▶ [How to complete this task]: Search the data for the string "zhoxing" and copy each line in which it appears.
(Data for review)
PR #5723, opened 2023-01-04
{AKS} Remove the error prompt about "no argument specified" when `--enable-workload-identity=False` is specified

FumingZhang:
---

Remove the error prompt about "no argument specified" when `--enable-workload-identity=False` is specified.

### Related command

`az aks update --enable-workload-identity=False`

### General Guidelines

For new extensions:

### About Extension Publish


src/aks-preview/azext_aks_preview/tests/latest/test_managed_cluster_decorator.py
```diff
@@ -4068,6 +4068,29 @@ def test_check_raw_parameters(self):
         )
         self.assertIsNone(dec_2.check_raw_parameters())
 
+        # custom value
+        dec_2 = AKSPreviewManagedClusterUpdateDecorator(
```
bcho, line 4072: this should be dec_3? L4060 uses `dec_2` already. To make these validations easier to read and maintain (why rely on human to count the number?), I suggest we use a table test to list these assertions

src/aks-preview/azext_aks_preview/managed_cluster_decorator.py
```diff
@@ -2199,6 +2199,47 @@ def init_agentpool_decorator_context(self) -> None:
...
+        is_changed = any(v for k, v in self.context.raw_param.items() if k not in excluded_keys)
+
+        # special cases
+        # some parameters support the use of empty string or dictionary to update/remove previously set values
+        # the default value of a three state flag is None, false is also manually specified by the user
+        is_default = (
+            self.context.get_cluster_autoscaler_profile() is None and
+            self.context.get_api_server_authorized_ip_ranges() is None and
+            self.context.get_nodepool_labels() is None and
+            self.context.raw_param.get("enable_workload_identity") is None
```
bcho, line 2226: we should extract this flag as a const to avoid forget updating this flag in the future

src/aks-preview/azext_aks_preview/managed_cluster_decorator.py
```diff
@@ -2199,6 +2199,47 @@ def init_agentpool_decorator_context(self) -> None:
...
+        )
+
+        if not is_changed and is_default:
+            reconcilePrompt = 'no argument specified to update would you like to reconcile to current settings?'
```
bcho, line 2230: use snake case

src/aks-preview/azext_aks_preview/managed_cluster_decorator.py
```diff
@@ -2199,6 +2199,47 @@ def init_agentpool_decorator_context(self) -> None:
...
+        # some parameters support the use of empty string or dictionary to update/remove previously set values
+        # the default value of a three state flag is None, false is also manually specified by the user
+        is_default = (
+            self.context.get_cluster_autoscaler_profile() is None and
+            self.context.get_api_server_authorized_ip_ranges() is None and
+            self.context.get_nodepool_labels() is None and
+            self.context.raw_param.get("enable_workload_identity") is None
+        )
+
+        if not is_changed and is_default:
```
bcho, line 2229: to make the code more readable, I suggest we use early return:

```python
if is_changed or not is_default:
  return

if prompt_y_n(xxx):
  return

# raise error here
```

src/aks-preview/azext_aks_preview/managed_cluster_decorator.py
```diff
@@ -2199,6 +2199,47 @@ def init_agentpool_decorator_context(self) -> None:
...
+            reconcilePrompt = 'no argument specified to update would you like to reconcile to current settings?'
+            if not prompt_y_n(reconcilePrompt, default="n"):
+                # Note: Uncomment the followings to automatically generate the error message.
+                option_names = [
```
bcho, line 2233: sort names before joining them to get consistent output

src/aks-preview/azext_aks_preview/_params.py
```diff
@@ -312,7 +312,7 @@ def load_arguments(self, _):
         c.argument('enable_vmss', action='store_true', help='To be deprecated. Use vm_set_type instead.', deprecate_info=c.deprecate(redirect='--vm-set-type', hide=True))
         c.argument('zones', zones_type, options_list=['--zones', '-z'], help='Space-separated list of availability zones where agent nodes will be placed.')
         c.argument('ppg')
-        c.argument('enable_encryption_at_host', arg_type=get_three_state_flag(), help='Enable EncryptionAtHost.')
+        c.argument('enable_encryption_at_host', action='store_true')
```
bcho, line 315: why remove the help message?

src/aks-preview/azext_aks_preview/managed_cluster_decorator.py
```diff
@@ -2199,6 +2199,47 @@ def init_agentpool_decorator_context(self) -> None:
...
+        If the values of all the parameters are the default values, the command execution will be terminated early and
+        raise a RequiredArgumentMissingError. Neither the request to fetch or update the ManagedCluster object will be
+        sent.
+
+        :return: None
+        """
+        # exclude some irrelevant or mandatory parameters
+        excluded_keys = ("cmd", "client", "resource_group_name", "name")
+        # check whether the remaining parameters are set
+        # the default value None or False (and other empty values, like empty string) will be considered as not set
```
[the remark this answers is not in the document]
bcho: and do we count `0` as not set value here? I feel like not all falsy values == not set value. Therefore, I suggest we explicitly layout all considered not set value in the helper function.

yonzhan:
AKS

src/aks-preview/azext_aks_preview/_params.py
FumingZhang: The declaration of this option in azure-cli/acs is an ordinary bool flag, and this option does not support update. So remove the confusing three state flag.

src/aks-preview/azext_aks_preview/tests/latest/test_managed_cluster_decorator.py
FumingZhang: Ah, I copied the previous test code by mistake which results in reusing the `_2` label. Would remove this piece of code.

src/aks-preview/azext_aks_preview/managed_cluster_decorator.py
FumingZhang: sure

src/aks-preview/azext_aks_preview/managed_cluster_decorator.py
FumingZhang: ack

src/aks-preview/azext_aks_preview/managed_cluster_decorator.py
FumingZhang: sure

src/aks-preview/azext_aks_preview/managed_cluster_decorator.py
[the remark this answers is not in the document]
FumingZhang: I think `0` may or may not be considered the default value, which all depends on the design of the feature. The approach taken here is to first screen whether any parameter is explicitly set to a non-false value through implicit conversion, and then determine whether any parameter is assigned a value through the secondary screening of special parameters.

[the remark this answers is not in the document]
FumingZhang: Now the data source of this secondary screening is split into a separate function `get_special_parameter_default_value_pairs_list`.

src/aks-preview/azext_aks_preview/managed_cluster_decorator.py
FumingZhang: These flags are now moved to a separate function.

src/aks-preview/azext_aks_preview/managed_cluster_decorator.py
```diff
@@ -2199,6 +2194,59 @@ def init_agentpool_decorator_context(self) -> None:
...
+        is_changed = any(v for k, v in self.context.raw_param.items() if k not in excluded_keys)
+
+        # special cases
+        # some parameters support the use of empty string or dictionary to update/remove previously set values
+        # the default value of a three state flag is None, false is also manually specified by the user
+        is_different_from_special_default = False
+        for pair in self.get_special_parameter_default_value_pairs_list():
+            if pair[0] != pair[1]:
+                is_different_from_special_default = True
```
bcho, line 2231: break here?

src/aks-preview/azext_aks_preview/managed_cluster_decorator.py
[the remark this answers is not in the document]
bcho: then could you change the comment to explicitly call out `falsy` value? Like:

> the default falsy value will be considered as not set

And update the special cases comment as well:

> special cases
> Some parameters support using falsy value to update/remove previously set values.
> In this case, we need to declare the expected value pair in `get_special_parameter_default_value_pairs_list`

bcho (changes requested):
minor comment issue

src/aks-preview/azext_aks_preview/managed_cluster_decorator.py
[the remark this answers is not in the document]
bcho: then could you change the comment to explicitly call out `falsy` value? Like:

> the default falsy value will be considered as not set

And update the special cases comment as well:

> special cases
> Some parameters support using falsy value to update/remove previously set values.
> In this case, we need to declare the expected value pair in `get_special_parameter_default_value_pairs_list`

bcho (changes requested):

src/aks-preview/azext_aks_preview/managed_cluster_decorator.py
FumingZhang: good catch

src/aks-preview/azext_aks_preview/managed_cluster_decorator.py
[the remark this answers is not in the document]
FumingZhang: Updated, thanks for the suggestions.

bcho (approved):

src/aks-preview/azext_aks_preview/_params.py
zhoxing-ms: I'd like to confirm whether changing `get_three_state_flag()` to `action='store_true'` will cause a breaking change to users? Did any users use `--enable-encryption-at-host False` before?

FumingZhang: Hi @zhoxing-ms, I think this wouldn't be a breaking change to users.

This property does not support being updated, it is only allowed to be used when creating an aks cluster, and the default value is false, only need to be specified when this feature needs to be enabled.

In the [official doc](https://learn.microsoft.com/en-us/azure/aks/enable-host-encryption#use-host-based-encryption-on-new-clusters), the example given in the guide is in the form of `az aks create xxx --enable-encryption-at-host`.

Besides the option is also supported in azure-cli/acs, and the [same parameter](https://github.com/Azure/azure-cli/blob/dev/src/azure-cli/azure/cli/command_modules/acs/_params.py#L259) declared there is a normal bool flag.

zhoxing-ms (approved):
(End Data for review)
▶ [Task output]:
zhoxing-ms: I'd like to confirm whether changing `get_three_state_flag()` to `action='store_true'` will cause a breaking change to users? Did any users use `--enable-encryption-at-host False` before?
FumingZhang: Hi @zhoxing-ms, I think this wouldn't be a breaking change to users.
zhoxing-ms (approved):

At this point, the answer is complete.